SafeGuard: Reducing the Security Risk from Row-Hammer via Low-Cost Integrity Protection

Abstract

Row-Hammer (RH) is a DRAM data-disturbance failure that occurs when a row is activated frequently, which causes bit-flips in nearby rows. Row-Hammer is a significant security threat as an attacker can exploit the bit-flips to do privilege escalation and leak confidential data. While several solutions aim to mitigate RH, such solutions depend on the RH threshold and adversarial access patterns. Solutions developed for a given threshold become ineffective for newer devices with lower thresholds, and new attack patterns continue to break existing mitigations.
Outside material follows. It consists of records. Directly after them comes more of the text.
PR #235, opened 2018-05-26
Make dependency setup friendlier to Dependabot

greysteil:
I noticed you're using Dependabot on this repo, but that it (Dependabot) is not quite up to handling your setup. In particular, it gets upset that your `requirements.txt` file is generated from `requirements/base.in` rather than from a `requirements.in` file. Would you be happy to change that? PR attached if so.

I'll also change Dependabot's file updating logic so it doesn't update the headers your adding (like it has done in https://github.com/edx/xqueue/pull/234/files).


openedx-webhooks:
Thanks for the pull request, @greysteil! I've created [OSPR-2835](https://openedx.atlassian.net/browse/OSPR-2835) to keep track of it in JIRA. JIRA is a place for product owners to prioritize feature reviews by the engineering development teams.

- supporting documentation
- edx-code email threads

We can't start reviewing your pull request until you've submitted a     [signed contributor agreement](http://open.edx.org/sites/default/files/wysiwyg/individual-contributor-agreement.pdf)     or indicated your institutional affiliation. Please see the [CONTRIBUTING](https://github.com/edx/edx-platform/blob/master/CONTRIBUTING.rst)     file for more information.

natabene:
@greysteil  Sorry for long delay, our bot had a bug and this was missed. Thank you for the contribution! When you have a chance, could you please send in a signed Contributor Agreement mentioned in the earlier comment? You only need to do this once and we can then review all your future code contributions. Thanks

greysteil:
Sure thing - attached

[redacted]

natabene:
@greysteil  Thanks, can you actually send it to legal@edx.org ? Also, maybe you want to remove this attachment from the PR, as it contains your private contact information, and this repo is publicly accessible.

greysteil:
Sure thing - done.

greysteil:
@natabene - I've signed the contributor agreement now and have just rebased this - hopefully it's ready to review! :octocat:

natabene:
@greysteil  Great, thanks! @edx/testeng Can you take a look at this?

jmbowman:
The logic behind the current requirements management scheme is documented in [OEP-18](https://open-edx-proposals.readthedocs.io/en/latest/oep-0018-bp-python-dependencies.html) (OEP stands for "Open edX Proposal"); I think the Dependabot integration predates that, and unfortunately we've been largely ignoring those PRs recently.

What we now want from a dependency management automation tool is [summarized in that doc](https://open-edx-proposals.readthedocs.io/en/latest/oep-0018-bp-python-dependencies.html#automate-updates-of-exact-dependency-specifications).  I don't recall Dependabot working well with pip-compile the last time I looked, so it doing so now resolves one of the reasons we haven't been using it more.   It still doesn't seem to support multiple requirements files in the same repository though, which I think is the limitation that prompted this PR.  What we'd really like in a tool like this is the ability to check multiple requirements files for updates, and call our preferred command for updating all of them (`make upgrade` in this case) if a PR is needed due to dependency updates.  None of the tools I've seen support this in its entirety, so we've been planning to write our own scheduled job to do this, with the option of being triggered by a webhook sent by a service like Dependabot or requires.io instead.

Regarding the PR as written - it references a requirements.in file that doesn't exist yet, and wouldn't let Dependabot track any of the other requirements files.  Renaming requirements/base.* to requirements.* would let Dependabot track just the core dependencies, but wouldn't help us keep up with new versions of packages used for testing, development, etc.

greysteil:
Sorry, I should have provided more context! I've had a read through OEP-18.

Dependabot is capable of tracking multiple requirement files, and updating all of them in a single PR. That's what is happening already in PRs like [this one](https://github.com/edx/xqueue/pull/312/files). The logic there is that it picks up all the files in a `requirements` folder, and any files at the top level that end with `.txt` or `.in`.

Dependabot can't read your Makefile, so doesn't understand [these lines](https://github.com/edx/xqueue/blob/master/Makefile#L36-L47), but it can *nearly* perfectly figure out what order it needs to run `pip-compile` in to update your files successfully. The logic it uses to do so is [here](https://github.com/dependabot/dependabot-core/blob/master/lib/dependabot/update_checkers/python/pip/pip_compile_version_resolver.rb#L283-L345) - basically it figures out which files require each other and starts at the bottom of the tree working up.

What Dependabot *can't* figure our right now is that the `requirements.txt` file is generated by `requirements/base.in`, because it currently relies on the files having the same name (i.e., it needs it to be called `requirements/base.txt`. If it had that correct then it would update everything perfectly.

I can do some work on my (Dependabot's) side to fix that, but it's going to be quite hard to get the logic right. Are you saying that you're committed to having a `requirements.txt` at the top level and having it generated from `requirements/base.in`, and wouldn't consider moving either `requirements.txt` -> `requirements/base.txt` or `requirements/base.in` -> `requirements.in`?

greysteil:
Another alternative would be to use the save setup as [warehouse](https://github.com/pypa/warehouse/blob/master/requirements.txt) and edit `requirements.txt` to be just:

```
-r requirements/base.txt
```

Would that work (obviously with an edit to the Makefile, and a requirements/base.txt committed)?

jmbowman:
Ok, it sounds like there's a good solution here then.  `requirements.txt` was only being kept for backwards compatibility with existing scripts which expected to find it there, it really should be just an alias for `requirements/base.txt` as outlined in your last comment.  So I think the changes needed are:

* The `upgrade` target should generate `requirements/base.txt` instead of `requirements.txt`
* The reference to `requirements.txt` in `requirements/test.in` should be changed to `requirements/base.txt`
* `requirements.txt` should only contain an inclusion of `requirements/base.txt`

The part that Dependabot may still have trouble with is running the pip-compile commands in the correct order; for example, if it just does them alphabetically it'll regenerate `dev.txt` before `test.txt` which it includes.  It'll also lose the `CUSTOM_COMPILE_COMMAND` setting and the post-processing which allows tox to specify the Django version by excluding it from the test requirements.  Could Dependabot parse the command used to re-generate the requirements file from the file header comment, since that should usually be correct?  The default value is what you're already doing, but it can be customized via `CUSTOM_COMPILE_COMMAND` like we've done here to override that behavior.

greysteil:
OK - I've made those changes and this should now be good to merge. However, as you say, Dependabot still won't work perfectly because of the post-processing for `tox`.

What's the thinking on using `tox` to set the Django version here? It looks like you're only considering one version in tests, so is it necessary? I'm also wondering whether an alternative would be for the `upgrade` command to work on multiple `base.in` files, each corresponding to a different Django version, and then to have `tox` pick the correct file. That way there would be no danger of sub-dependency problems if/when you use tox to test against multiple Django versions.

greysteil:
And thanks masses for talking all of the above through with me. Python isn't my main language, so apologies if any of my suggestions seem obviously wrong.

(I think getting Dependabot to read your Makefile and/or use the correct command, rather than derive it, would be hard, btw, because Dependabot doesn't clone the repo - it only pulls down the files it *thinks* are going to matter. It can already figure out the right order to compile files, however (based on which files require each other).)

jmbowman:
We previously had this repo configured to run tests against both Django 1.8 and 1.11 (while we were transitioning from the previous LTS release to the current one), and within a year we'll have it configured to run against both 1.11 and 2.2 (the next LTS release).  Even if we omit Django from the `*.in` files, other packages depend on it, so pip-compile finds the dependency and pins it to a specific version.

Having separate requirements files for each set of tox dependencies could work, although it can start to get unwieldy.  I've worked on some packages which support all recent Django versions and also vary on versions of another dependency (like `celery`); that can be a lot of extra requirements files for something that's otherwise just a few lines in `tox.ini`.  And pip-compile starts getting pretty slow as the number of dependencies increases, so running it a few more times would make updating dependencies in larger projects a little more frustrating.  I agree it's a reasonable solution for this repo right now, though.

That just leaves getting the correct command to run listed at the top of each file.  While Dependabot may be analyzing the files to run pip-compile on all of them in the correct order, someone updating dependencies manually is likely to get it wrong unless the file reminds them to use a command that does them all in the correct sequence.  Also, we do have other repositories where a post-processing script has to be run against all the generated requirements files in order to work around current bugs and limitations in pip-compile.  So we are going to have cases where we either can't use Dependabot, or would need it to be more flexible about how it updates the requirements (either cloning the repo to run the command as given, or just calling a webhook of our creation when it detects that a dependency needs updating).

natabene:
@greysteil  Please let us know once you have addressed feedback and it is ready to be looked at again. Thanks!

feanil:
@greysteil closing this since we haven't heard back from you in a while.  Feel free to re-open this PR when you're able to come back to it.

openedx-webhooks:
@greysteil Even though your pull request wasn’t merged, please take a moment to [answer a two question survey](https://docs.google.com/forms/d/e/1FAIpQLSceJOyGJ6JOzfy6lyR3T7EW_71OWUnNQXp68Fymsk3MkNoSDg/viewform?usp=pp_url&entry.1671973413=edx/xqueue&entry.867055334=https://github.com/edx/xqueue/pull/235&entry.1484655318=https://github.com/greysteil&entry.752974735=2018-05-26+18:02&entry.1917517419=2019-06-11+19:29&entry.2133058324=No) so we can improve your experience in the future.

PR #545, opened 2019-09-03
run make upgrade

zainab-amir:
Python3 upgrade is failing https://github.com/edx/xqueue/pull/544

It is because of this package
```
futures==3.2.0
```
Python 3 users should not attempt to install it, since the package is already included in the standard library and that's why I have added the constraint.txt file


zainab-amir:
@feanil @azarembok kindly review

feanil (approved):

PR #575, opened 2019-10-02
Rename djangoapp app

zainab-amir:
"queue" app name conflicts with a module of urllib3 which is installed as a dependency for requests package.

- I have changed the django app name by keeping the original db name using db_table field in model meta. 
- Updated references to old app name in settings, makefile, coverage file
- Updated imports
- Updated tests to mock correct app functionality

PROD-389


feanil (changes requested):
Generally looks good, I would suggest changing the name of the new package to 'submission_queue' instead of `submit_queue` but once that's done I think this should be good to go.

feanil (approved):

feanil:
@zainab-amir changes look good but let's hold off on merging until we have documented a full deployment plan.

coryleeio:
Migrations are faked so i've merged this. I have a runbook in the associated ops ticket

PR #578, opened 2019-10-07
Change tox file to run python3

zainab-amir:
Update tox file to run tests on python2 and python3


zainab-amir:
@feanil kindly review

tox.ini
```diff
@@ -31,3 +31,15 @@ whitelist_externals =
 commands =
     {toxinidir}/script/max_pep8_violations
     make selfcheck
+
+[testenv:py35-quality]
```
feanil, line 37: @zainab-amir I'm not familiar with what you're doing here.  Can you explain what's going on?

tox.ini
```diff
@@ -1,5 +1,5 @@
 [tox]
-envlist = py{27,35}-django111,py{36,37}-django{111,20,21}
+envlist = py{27,35}-django111, py{27,35}-quality
```
feanil: Why are you removing the ability to test with newer versions of python or django? I think it makes sense to add a quality shard but you should still make it so that tox can still run on newer versions of python and django as we'll need to upgrade both of those in the near future.  Django 1.11 goes out of support in April and Python 3.5 will go out of support in September 2020.

feanil (commented):
Have some comments/questions on the tox.ini that I would love to learn more about.

tox.ini
zainab-amir: According to [tox documentation](https://tox.readthedocs.io/en/latest/config.html#complex-factor-conditions) we should be adding quality shard/command inside the `[testenv]` with constraints when to run which command:
```
commands =
    django111: make test
    quality: {toxinidir}/script/max_pep8_violations
```
Other option is to create a separate name environment for python 2 and python 3 separately. Named environment by default use the `basepython`. In order to run it explicitly for different versions of python we have to make multiple named environments, like in this case I created py35-quality and py27-quality. For reference see [here](https://stackoverflow.com/questions/51739680/how-to-get-tox-to-test-named-test-environments-with-different-python-versions/52468970#52468970)
This can also be confirmed by checking the config of these environments using `tox --showconfig`. I have truncated the output to just show the basepython in each case

```
[testenv:py35-quality]
basepython = python3.5

[testenv:py27-quality]
basepython = python2.7

[testenv:quality]
basepython = /edx/app/xqueue/venvs/xqueue/bin/python
```

zainab-amir: I am not sure but I think the reason why [testenv:quality] works for other edX repositories is because those do not run test inside a docker image. Travis activates a virtual environment and they use that as basepython which picks the correct python version from virtual env.
I have created a test PR for xqueue where I have used "quality" as TOXENV for different version of python given in travis.yml.
```yaml
  include:
    - python: 2.7
      env: TOXENV=quality
    - python: 3.5
      env: TOXENV=quality
```
Test PR : https://github.com/edx/xqueue/pull/624
When you open the build output you will see that it activates the correct virtual environment but runs the quality tests on python 2 and gives a deprecation warning for python 2. It means it's running quality for python 2 in both cases

```shell
Setting environment variables from .travis.yml
$ export TOXENV=quality
0.01s$ source ~/virtualenv/python3.5/bin/activate
$ python --version
Python 3.5.6
$ pip --version
pip 18.1 from /home/travis/virtualenv/python3.5.6/lib/python3.5/site-packages/pip (python 3.5)
before_install.1
$ docker-compose -f .travis/docker-compose-travis.yml up -d
before_install.2
5.45s$ docker exec xqueue bash -c "source /edx/app/xqueue/venvs/xqueue/bin/activate; cd /edx/app/xqueue/xqueue/; pip install -r requirements/travis.txt"
install
21.29s$ pip install -r requirements.txt
5.34s$ docker exec xqueue bash -c "source /edx/app/xqueue/venvs/xqueue/bin/activate; cd /edx/app/xqueue/xqueue/; TOXENV=${TOXENV} tox"
quality create: /edx/app/xqueue/xqueue/.tox/quality
quality installdeps: -r/edx/app/xqueue/xqueue/requirements/quality.txt
quality installed: DEPRECATION: Python 2.7 will reach the end of its life on January 1st, 2020. Please upgrade your Python as Python 2.7 won't be maintained after that date. A future version of pip will drop support for Python 2.7. More details about Python 2 support in pip, can be found at https://pip.pypa.io/en/latest/development/release-process/#python-2-support,pycodestyle==2.5.0
```
As you can see it activates the correct python env but runs the tests on python 2 (the build for this PR quality tests doesn't show this warning)

feanil: I see is this because it runs the quality test under the docker container?

zainab-amir: pytests and quality both run under docker container

zainab-amir:
@feanil any update on this?

tox.ini
feanil: This question is still un-answered.

feanil (commented):
I'd like to add back python 3.6, and 3.7 testing for unit tests at-least since we'll be moving to that in the next year.

tox.ini
zainab-amir: I was just running tests for django 2.7 and 3.5 in travis so I removed the environments from tox.ini file as well. I have added these environments back to tox and will enable tests for them in Travis.

feanil (approved):

PR #1992, opened 2020-02-05
Unroll some implementations generic over ledger::Bitcoin

thomaseizinger:
If we want to split a comit crate out of cnd, we cannot abstract over a trait that is not defined in our crate.

This patch removes all the usages of the ledger::Bitcoin that are used in code that would be outside of the comit crate for abstracting over any bitcoin network.

Split out of #1970.

### DIFF
--- a/cnd/src/http_api/routes/rfc003/accept.rs
+++ b/cnd/src/http_api/routes/rfc003/accept.rs
@@ -1,7 +1,6 @@
 use crate::{
     http_api::action::ListRequiredFields,
     swap_protocols::{
-        ledger,
         ledger::{bitcoin, Ethereum},
         rfc003::{
             actions::Accept,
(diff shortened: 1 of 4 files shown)


D4nte:
> If we want to split a comit crate out of cnd, we cannot abstract over a trait that is not defined in our crate.
> 
> This patch removes all the usages of the ledger::Bitcoin that are used in code that would be outside of the comit crate for abstracting over any bitcoin network.
> 
> Split out of #1970.

Why are you doing this change again?

thomaseizinger:
> > If we want to split a comit crate out of cnd, we cannot abstract over a trait that is not defined in our crate.
> > This patch removes all the usages of the ledger::Bitcoin that are used in code that would be outside of the comit crate for abstracting over any bitcoin network.
> > Split out of #1970.
> 
> Why are you doing this change again?

You mean splitting out a comit crate?
To enforce architectural boundaries :)
But it is not high priority, just something I wanted to do for a long time and I think it is going to be beneficial in understanding and extending the codebase.

D4nte:
> > > If we want to split a comit crate out of cnd, we cannot abstract over a trait that is not defined in our crate.
> > > This patch removes all the usages of the ledger::Bitcoin that are used in code that would be outside of the comit crate for abstracting over any bitcoin network.
> > > Split out of #1970.
> > 
> > 
> > Why are you doing this change again?
> 
> You mean splitting out a comit crate?
> To enforce architectural boundaries :)
> But it is not high priority, just something I wanted to do for a long time and I think it is going to be beneficial in understanding and extending the codebase.

No I meant, why is this PR needed to split out a comit crate?

thomaseizinger:
Because you can't do a blanket impl over a trait that is defined in a different crate.
All of the above modified code would be outside the comit crate.

D4nte:
> Because you can't do a blanket impl over a trait that is defined in a different crate.
Oh, I did not know/forgot about that. I just knew you could not implement a foreign trait on a foreign type.

PR #1995, opened 2020-02-06
Use SIGKILL instead of SIGINT to kill parity node

da-kami:
I had problems with multiple parity instances being alive on my Mac.
This solves the problem, should not affect Linux.

I tested this by running single tests, i.e. `yarn run test e2e/rfc003/btc_eth/happy.ts` in `api_tests` folder and with `SIGINT` and `SIGTERM` the instance is almost never killed properly on my machine.

### DIFF
--- a/api_tests/lib/parity_instance.ts
+++ b/api_tests/lib/parity_instance.ts
@@ -53,6 +53,6 @@ export class ParityInstance implements LedgerInstance {
     }
 
     public stop() {
-        this.process.kill("SIGINT");
+        this.process.kill("SIGKILL");
     }
 }
--- a/api_tests/lib/parity_instance.ts
+++ b/api_tests/lib/parity_instance.ts
@@ -4,6 +4,7 @@ import tmp from "tmp";
 import { promisify } from "util";
 import { LedgerInstance } from "./ledger_runner";
 import { LogReader } from "./log_reader";
+import { sleep } from "./util";
 
 const openAsync = promisify(fs.open);
 
@@ -52,7 +53,9 @@ export class ParityInstance implements LedgerInstance {
         return this;
     }
 
-    public stop() {
+    public async stop() {
+        this.process.kill("SIGTERM");
+        await sleep(3000);
         this.process.kill("SIGKILL");
     }
 }


api_tests/lib/parity_instance.ts
```diff
@@ -53,6 +53,6 @@ export class ParityInstance implements LedgerInstance {
     }
 
     public stop() {
-        this.process.kill("SIGINT");
+        this.process.kill("SIGKILL");
```
D4nte:
```suggestion
        this.process.kill("SIGTERM");
```
`SIGKILL` is not really healthy, did you try `SIGTERM`?

da-kami: Unfortunately `SIGTERM` does not kill it properly. Not sure why partiy is that difficult to kill, the only one that does the job for me is `SIGKILL` 😐
I would like to investigate further, but that might be a rabbit-hole...

D4nte: I'd been to find a different strategy then as it only impacts you. Let's chat tomorrow

tcharding:
https://linuxhandbook.com/sigterm-vs-sigkill/

tcharding:
Not sure if its related but yesterday I was also getting parity node process staying up after the btc_eth/happy test ended, I think it was only when the test failed.  Perhaps we are exiting early and not cleaning up correctly?  Or perhaps its something to do with only running a single e2e test.

da-kami:
> Not sure if its related but yesterday I was also getting parity node process staying up after the btc_eth/happy test ended, I think it was only when the test failed. Perhaps we are exiting early and not cleaning up correctly? Or perhaps its something to do with only running a single e2e test.

Well, if I use `SIGKILL` it is always cleaned up properly. Never had issues then. So I am not sure what the relation would be. The only thing that I can guess (from the article you posted) is that parity might run child-processes in some cases? (wild guesses...)

da-kami:
@D4nte I upgraded to latest parity version, but faced the same problem. 
So I opted for the solution we discussed earlier. Send `SIGTERM` and then after three seconds send `SIGKILL`.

Currently, there is no guaranteed solution for RH, which means that the system remains vulnerable to security threats even in the presence of RH mitigation.In this paper, we contend that simply relying on RH mitigation is insufficient to provide security in the presence of reducing threshold and motivated attackers. We propose SafeGuard, which equips the system with low-cost integrity protection as a defense against potential attacks that break the RH mitigation. As SafeGuard can detect arbitrary failures, it converts the problem of RH bit-flips from a security threat (silent consumption of corrupted data) to a reliability concern (detectable uncorrectable errors caused by integrity violation). We develop SafeGuard for systems that employ ECC modules and show that SafeGuard can provide strong detection to both SECDED (46-bit MAC per cache-line) and Chipkill (32-bit MAC per cache-line) while retaining the correction capability of conventional designs. SafeGuard avoids incurring any storage overheads in DRAM by simply reorganizing the ECC code to operate at a cache-line granularity (64 bytes) instead of a word granularity (8 bytes). Our evaluations show that SafeGuard has a negligible impact on both the system performance (0.7%) and the system reliability due to naturally occurring errors while still providing a strong defense against the security risk of RH by detecting arbitrary bit-flips.